È un quadro del futuro tutt’altro che rassicurante quello disegnato a Roma dal convegno “Trasparenza e informazione per una nuova filiera dell’olio di oliva” organizzato dal Ceq (Consorzio di Garanzia dell’Olio Extra Vergine di Qualità) e dal quale è emerso come l’Italia stia perdendo progressivamente quote di mercato a livello globale, pagando un forte dazio a una comunicazione di settore da rivedere integralmente e a una filiera frammentata che non riesce a elaborare nessuna strategia, neanche elementare, per poter affrontare in maniera competitiva i mercati mondiali.

La situazione generale del comparto olivicolo è stata delineata da Tiziana Sarnari, analista di mercato di Ismea, che ha identificato nella fase contingente alcuni elementi positivi, tra cui l’aumento dei prezzi all’origine e la produzione mondiale in calo, e diversi elementi negativi, tra cui la diminuzione dei consumi e della produzione interna che, aggiunti all’aumento dei costi di produzione e all’atomizzazione del panorama delle aziende produttrici (su 1.123.330 ha a oliveto la media per azienda è di 1,2 ha), sta portando all’abbandono progressivo delle coltivazioni.

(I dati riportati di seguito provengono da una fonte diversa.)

PR #4735, opened 2026-05-25
Fix bugs in `reactive_stores` and `reactive_stores_macro`

sabify:

### `reactive_store`

- **`ArcField::is_disposed()` always returned `false`**: It now reports the real disposal state via a captured callback, so subscribers and read-paths that gate on `is_disposed` short-circuit correctly instead of reading a dead field.

- **`AtIndex::reader`/`writer` panicked on out-of-bounds**: A stale or never-valid index produced a guard that panicked on first deref. They now bounds-check under the held lock and return `None`, matching the "`None` means projection invalid" contract.

- **`Field<T, S>` only implemented `Write` for the default `SyncStorage`**: The `Write` impl dropped the `S` generic, so writing through e.g. `Field<T, LocalStorage>` failed to compile. The impl is now generic over `S` like the crate's other trait impls.

- **`PatchField` for `f32`/`f64` notified spuriously**: Using `!=` meant `NaN`→`NaN` fired a notification while `+0.0`→`-0.0` did not. Comparison now uses `total_cmp`, giving the correct "notify only on change" behavior.

- **`OptionStoreExt::unwrap` panicked via raw `Option::unwrap` (TOCTOU)**: Its projection closures unwrapped the inner `Option` lazily on deref, so clearing the option between capture and read panicked. A new `OptionSubfield` type performs the `is_some` check inside `reader()`/`writer()` (under the held lock) and returns `None` when the option is currently `None`; `unwrap`/`invert`/`map`/`map_untracked` now return it. Trigger/notify/track semantics mirror `Subfield` exactly, so notification counts are unchanged.

--- 

### `reactive_store_macro`

- Fix enum-variant path segmentation in the `Store` derive: all fields of a variant collapsed onto segment `0`, so writing one field spuriously woke subscribers of its siblings. Each field now gets a distinct segment from its index within the variant.
- Implement the `Patch` derive for enums (previously a compile error despite `Store` supporting enums): same-variant patches update fields in place and notify only what changed; cross-variant patches replace the value and notify the enum's path. Uses the same field-index segment numbering as `Store`, so patches target exactly the triggers the accessors subscribe to.
- Honor `#[store(skip)]` in the `Patch` derive and emit clear diagnostics for malformed `#[patch]` attributes.

### DIFF
--- a/reactive_stores/src/arc_field.rs
+++ b/reactive_stores/src/arc_field.rs
@@ -40,6 +40,7 @@ where
     keys: Arc<dyn Fn() -> Option<KeyMap> + Send + Sync>,
     track_field: Arc<dyn Fn() + Send + Sync>,
     notify: Arc<dyn Fn() + Send + Sync>,
+    is_disposed: Arc<dyn Fn() -> bool + Send + Sync>,
 }
 
 impl<T> Debug for ArcField<T>
@@ -155,6 +156,7 @@ where
             keys: Arc::new(move || value.keys()),
             track_field: Arc::new(move || value.track_field()),
             notify: Arc::new(move || value.notify()),
+            is_disposed: Arc::new(move || value.is_disposed()),
         }
     }
 }
@@ -204,6 +206,10 @@ where
                 let value = value.clone();
                 move || value.notify()
             }),
+            is_disposed: Arc::new({
+                let value = value.clone();
+                move || value.is_disposed()
+            }),
         }
     }
 }
@@ -212,7 +218,7 @@ impl<Inner, Prev, T> From<Subfield<Inner, Prev, T>> for ArcField<T>
 where
     T: Send + Sync,
     Subfield<Inner, Prev, T>: Clone,
-    Inner: StoreField<Value = Prev> + Send + Sync + 'static,
+    Inner: StoreField<Value = Prev> + IsDisposed + Send + Sync + 'static,
     Prev: 'static,
 {
     #[track_caller]
@@ -256,13 +262,17 @@ where
                 let value = value.clone();
                 move || value.notify()
             }),
+            is_disposed: Arc::new({
+                let value = value.clone();
+                move || value.is_disposed()
+            }),
         }
     }
 }
 
 impl<Inner, T> From<DerefedField<Inner>> for ArcField<T>
 where
-    Inner: Clone + StoreField + Send + Sync + 'static,
+    Inner: Clone + StoreField + IsDisposed + Send + Sync + 'static,
     Inner::Value: Deref<Target = T> + DerefMut,
     T: Sized + 'static,
 {
@@ -307,6 +317,10 @@ where
                 let value = value.clone();
                 move || value.notify()
             }),
+            is_disposed: Arc::new({
+                let value = value.clone();
+                move || value.is_disposed()
+            }),
         }
     }
 }
@@ -314,7 +328,7 @@ where
 impl<Inner, Prev> From<AtIndex<Inner, Prev>> for ArcField<Prev::Output>
 where
     AtIndex<Inner, Prev>: Clone,
-    Inner: StoreField<Value = Prev> + Send + Sync + 'static,
+    Inner: StoreField<Value = Prev> + IsDisposed + Send + Sync + 'static,
     Prev: IndexMut<usize> + Send + Sync + 'static,
     Prev::Output: Sized + Send + Sync,
 {
@@ -359,6 +373,10 @@ where
                 let value = value.clone();
                 move || value.notify()
             }),
+            is_disposed: Arc::new({
+                let value = value.clone();
+                move || value.is_disposed()
+            }),
         }
     }
 }
@@ -370,7 +388,7 @@ where
     KeyedSubfield<Inner, Prev, K, T>: Clone,
     T: KeyedIterable,
     for<'a> &'a T: IntoIterator<Item = <T as KeyedIterable>::IterItem<'a>>,
-    Inner: StoreField<Value = Prev> + Send + Sync + 'static,
+    Inner: StoreField<Value = Prev> + IsDisposed + Send + Sync + 'static,
     Prev: 'static,
     T: KeyedAccess<K> + 'static,
     T::Value: Sized,
@@ -416,6 +434,10 @@ where
                 let value = value.clone();
                 move || value.notify()
             }),
+            is_disposed: Arc::new({
+                let value = value.clone();
+                move || value.is_disposed()
+            }),
         }
     }
 }
@@ -434,6 +456,7 @@ impl<T> Clone for ArcField<T> {
             keys: Arc::clone(&self.keys),
             track_field: Arc::clone(&self.track_field),
             notify: Arc::clone(&self.notify),
+            is_disposed: Arc::clone(&self.is_disposed),
         }
     }
 }
@@ -489,6 +512,35 @@ impl<T> Write for ArcField<T> {
 
 impl<T> IsDisposed for ArcField<T> {
     fn is_disposed(&self) -> bool {
-        false
+        (self.is_disposed)()
+    }
+}
+
+#[cfg(test)]
+mod tests {
+    use crate::{self as reactive_stores, ArcField, Store};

A fronte di un export in crescita, grazie esclusivamente all’aumento esponenziale della domanda, inoltre, a livello nazionale il calo della produzione (- 12%, la più bassa degli ultimi 12 anni) non riesce neanche a compensare quello dei consumi.
Il dato generale del commercio vede le importazioni attestarsi intorno al 51% e le esportazioni intorno al 33%, con l’Italia che mantiene il primato di primo importatore a livello mondiale e di secondo produttore ed esportatore dietro la Spagna che, da qualche anno a questa parte, sta rosicchiando all’Italia fette di mercato in Usa, Germania e negli altri paesi esteri di riferimento, mentre domina prepotentemente nei nuovi mercati di Russia, Cina, Brasile e via di seguito.

Un dato piuttosto interessante è invece stato offerto dall’intervento di Massimo Occhinegra, esperto di marketing internazionale che, partendo da un’analisi di bilancio di venti produttori a marchio nazionale, ha dimostrato come a una crescita di fatturato non corrisponda affatto una proporzionale crescita di ricavi, attribuendo tale fenomeno alla riduzione dei prezzi al banco del supermercato che si riverbera su tutti gli attori delle fasi produttive a monte, nonché a un eccesso di competitività tra questi che impedisce di fatto al comparto nel suo insieme di aggredire in maniera efficace i mercati, trasformandosi in una vera e propria “guerra tra poveri”.

Il concetto stesso di filiera è stato parte del contributo di Corrado Giacomini, professore di Economia agroalimentare dell’Università di Parma, secondo il quale è ormai indispensabile "smettere di considerare la filiera come un insieme di aziende che partecipano alla produzione per passare a un concetto che abbracci anche credito e istituzioni", includendovi tutto il sistema di relazioni che contribuiscono in qualche misura alla nascita del prodotto filale e alla sua distribuzione e commercializzazione.
Secondo Giacomini, la situazione odierna del settore è identica a quella del 2004, senza che sia stato fatto un solo passo avanti nella direzione di una necessaria coordinazione dei partecipanti al fine di riuscire a incidere sui mercati e di regolamentarli nei limiti del possibile.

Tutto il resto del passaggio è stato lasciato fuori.